Dataset entries:
PR #4788, opened 2024-10-16
MMAI: an ML-powered combat AI

smanolloff:
# MMAI: an ML-powered combat AI

This PR adds a new battle AI powered by machine learning.

## Description

`MMAI` is a new type of AI which controls units in battle based on the output of an ML model pre-trained in the in the [`vcmi-gym`](https://github.com/smanolloff/vcmi-gym) project using Reinforcement Learning algorithms. It aims to improve the HOMM3 experience by making AIs non-scripted, less-predictive and more challenging for the player.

- [Exercise instructions]
In exact wording, restate the lines of the data above from the first through the one holding "## Description", and stop after that line.

- [Solved exercise]
PR #4788, opened 2024-10-16
MMAI: an ML-powered combat AI

smanolloff:
# MMAI: an ML-powered combat AI

This PR adds a new battle AI powered by machine learning.

## Description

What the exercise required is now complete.